From Playing the Trumpet with Dizzy Gillespie to Blowing an Antelope-Horn Shofar https://mosaicmagazine.com/picks/religion-holidays/2019/07/from-playing-the-trumpet-with-dizzy-gillespie-to-blowing-an-antelope-horn-shofar/

July 24, 2019 | Economist
About the author:

The economist Jennie Litvack, who died on June 27 at the age of fifty-five, made important contributions to the study of developing countries. But her two great passions were the trumpet—she had befriended the great jazz trumpeter Dizzy Gillespie when she was fourteen—and Judaism. She also found a way to combine these two passions, as the Economist writes. (Free registration required.)

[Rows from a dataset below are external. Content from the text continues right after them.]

PR #782, opened 2016-09-04
Add fix suggestions when accessing a nonexistent property in proxy mode

### LINKED ISSUE #771: Use levenshtein distance to suggest alternatives in proxy mode
We should use the levenshtein distance algo to determine correct properties to use as suggestions in the errors for unknown properties - when using proxies.

For example
```js
expect(true).to.be.ture
// Error: unknown property .ture
```

Could be 
```js
expect(true).to.be.ture
// Error: unknown property .ture, did you mean .true?
```

not-an-aardvark:
fixes #771 

As suggested in #771, when a nonexistent property is accessed in proxy mode, this computes the levenshtein distance to all possible properties in order to suggest the best fix to the user.

```js
chai.expect(false).to.be.fals; // Error: Invalid Chai property: fals. Did you mean "false"?
chai.expect('foo').to.be.undefind; // Error: Invalid Chai property: undefind. Did you mean "undefined"?
```

I decided to not suggest a fix if the closest property has a string distance of 4 or more, simply because the suggestion probably will not be very useful at that point.

```js
chai.expect('foo').to.be.fdsakfdsafsagsadgagsdfasf // error thrown, no fix suggested
```

### DIFF
--- a/lib/chai/utils/proxify.js
+++ b/lib/chai/utils/proxify.js
@@ -1,4 +1,5 @@
 var config = require('../config');
+var getProperties = require('./getProperties');
 
 /*!
  * Chai - proxify utility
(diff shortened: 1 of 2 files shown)


keithamus:
Great work here @not-an-aardvark! LGTM. This may make you the coolest non-aardvark I've met!

@meeber @lucasfcosta thoughts?

lucasfcosta:
Hi @not-an-aardvark, thanks for your contribution, I'd like to frame this code and hang it on my wall! It looks really elegant!
Whenever I see an intelligent recursion such as this one my heart beats stronger.

I've gotta confess I needed half an hour to truly understand how that works, but it was totally worth it.

Just in case anyone else in the future also needs some help with this, take a look at [this link](http://www.levenshtein.net/), it's an excellent learning resource.

LGTM!

not-an-aardvark:
> I'd like to frame this code and hang it on my wall! It looks really elegant! 😄 

Thanks!

> Just in case anyone else in the future also needs some help with this, take a look at [this link](http://www.levenshtein.net/), it's an excellent learning resource.

In addition, I would also recommend [this Wikipedia article](https://en.wikipedia.org/wiki/Levenshtein_distance) on Levenshtein distances. The implementation here is based on the article's definition [here](https://en.wikipedia.org/wiki/Levenshtein_distance#Definition).

meeber:
Please don't merge yet, I need to explore a few things with this.

meeber:
This looks pretty neat. But I think we should reduce the suggestion list to Chai keywords only.

If we change `getProperties(target)` to ` Object.getOwnPropertyNames(Object.getPrototypeOf(target))`, then the following suggestions from `Object.prototype` get removed:

```
<   '__defineGetter__',
<   '__defineSetter__',
<   '__flags',
<   '__lookupGetter__',
<   '__lookupSetter__',
<   '__proto__',
<   'hasOwnProperty',
<   'isPrototypeOf',
<   'propertyIsEnumerable',
<   'should',
<   'toLocaleString',
<   'toString',
<   'valueOf',
```

That leaves the following list with three needing to be manually filtered out:

```js
[ 'Arguments',
  'NaN',
  'Throw',
  '__methods',             # Manually filter out; internal use
  '_obj',                  # Manually filter out; internal use
  'a',
  'above',
  'all',
  'an',
  'and',
  'any',
  'approximately',
  'arguments',
  'assert',                # Manually filter out; internal use
  'at',
  'be',
  'been',
  'below',
  'but',
  'by',
  'change',
  'changes',
  'closeTo',
  'constructor',
  'contain',
  'contains',
  'decrease',
  'decreases',
  'deep',
  'does',
  'empty',
  'eq',
  'eql',
  'eqls',
  'equal',
  'equals',
  'exist',
  'extensible',
  'false',
  'finite',
  'frozen',
  'greaterThan',
  'gt',
  'gte',
  'has',
  'have',
  'haveOwnProperty',
  'haveOwnPropertyDescriptor',
  'include',
  'includes',
  'increase',
  'increases',
  'instanceOf',
  'instanceof',
  'is',
  'itself',
  'key',
  'keys',
  'least',
  'length',
  'lengthOf',
  'lessThan',
  'lt',
  'lte',
  'match',
  'matches',
  'members',
  'most',
  'nested',
  'not',
  'null',
  'of',
  'ok',
  'oneOf',
  'ordered',
  'ownProperty',
  'ownPropertyDescriptor',
  'property',
  'respondTo',
  'respondsTo',
  'same',
  'satisfies',
  'satisfy',
  'sealed',
  'string',
  'that',
  'throw',
  'throws',
  'to',
  'true',
  'undefined',
  'which',
  'with',
  'within' ]
```

not-an-aardvark:
> If we change `getProperties(target)` to `Object.getOwnPropertyNames(Object.getPrototypeOf(target))`

That works, but it will cause issues if someone tries to subclass `chai.Assertion`. (I'm not sure whether this is a supported use-case.)

As an alternative, we could specifically exclude keys in `Object.prototype`:

```js
getProperties(target).filter(function (property) {
  return !Object.prototype.hasOwnProperty(property) && ['__methods', '_obj', 'assert'].indexOf(property) === -1;
});
```

meeber:
@not-an-aardvark Alternative looks good.

not-an-aardvark:
Updated to use the alternative version, and added a couple tests for it.

meeber:
@not-an-aardvark LGTM! Thanks for doing this :D

Let's get one more LGTM before merging since there were changes. @keithamus @lucasfcosta?

lucasfcosta:
LGTM too!
Great catch meeber, I haven't thought about it, but now it makes total sense.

The call came, appropriately enough, while she was walking through the Old City of Jerusalem, her husband [Robert Satloff] said. They had stopped at a small shop near the Roman Cardo. By the door stood a barrel of shofars. Not regular ram’s-horn shofars, but the long, curved Yemenite instruments made from the horn of the greater kudu, an African antelope. She blew each one in turn. What emerged was a deep throaty musical summons that almost quivered, casting those who heard it back to one of the most significant moments in [the Hebrew Bible] when God stopped Abraham from sacrificing his own son and ordered him to kill a ram instead.

In the street a crowd began to gather. They had never heard such a sound before. And then, somewhere in the barrel, she found it—the shofar that produced the perfect deep baritone, the primal call she’d long dreamed of but never made. When she blew it, the crowd fell silent. Shopkeepers, tourists, old men pushing carts: they all stopped. They knew this one was different.

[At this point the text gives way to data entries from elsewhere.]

PR #692, opened 2016-04-30
[WIP] Verify types on within and related assertions

vieiralucas:
Hello there, this will be my proposal solution for #691 

So why this is a WIP...
I started coding this from the branch master.
When I came here to make the PR, I realized that the 4.x.x branch was 166 commits behind master and that my PR could not be merged.
Well, no problem. I checkout to 4.x.x and made some cherry-picks (actually ctrl-c ctrl-v :smile:)
BUT, I saw that some features that exists on master did not exist here on 4.x.x

The features which are missing on 4.x.x that affect this PR:
- `assert.atLeast`
- `assert.atMost`
- `increase|decrease...by()`
 
What should I do about it?

Things that I'm not sure how to do
- [ ] Documentation updated to indicate type requirements

PR #783, opened 2016-09-05
Merge rebased 4.x.x branch into master

### LINKED ISSUE #772: Merge 4.x.x branch into master
@keithamus @lucasfcosta I'm headed to the opposite side of the world on Thursday and am gonna be stuck in airplanes for a ridiculous amount of time. That means I need a big project to keep me occupied :D

I'd like to take the opportunity to merge the 4.x.x branch into master in preparation for the canary release. Any objections? If no objections, any suggestions? I've never merged two branches together with this substantial of a commit difference (250ish and counting). Would it better to rebase the 4.x.x branch using the master branch? Or perform a traditional merge? Or some other approach? I realize that either way there's gonna be a conflict resolution stage, but I'm a bit fuzzy on the github flow for this kind of operation.

Thanks :D

meeber:
I ran into one minor issue while rebasing the 4.x.x branch:

There was a test in the 4.x.x branch that relied on being able to access an Assertion object's flags after the assertion had failed and been caught in a try/catch block. However, a change in the master branch made it so that assertions return a new Assertion object with flags transferred over, instead of returning the original Assertion object. This means that any subsequent flags are set on the new Assertion object instead of the original. For a successful assertion, this is fine, since the new Assertion object is returned. But in this case, for a failed assertion that throws an error and is caught in a try/catch block, the test no longer has access to any of the failed Assertion object's flags that were added after the first step in the assertion.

With some practice, Litvack became the designated shofar-blower at her synagogue:

After every morning service through the month of Elul [before Rosh Hashanah], . . . Rabbi Lauren Holtzblatt, her friend, would call out: t’kiah. She would respond with a single note, the awakening summons to Jews to focus on the year that has passed and think about the type of people they would like to be. Sh’varim, the cry from the heart, the triptych of notes that speak of a sense of brokenness. T’ruah for the nine staccato notes that, like an alarm clock, she would say, would summon the listener, “Wake up, wake up, wake up. Now is the time to do something.” And then T’kiah g’dolah, the final long note, that refers to a oneness, a total unity coming together. Over 100 notes in all, more than an orchestral horn player would expect to sound in an evening concert.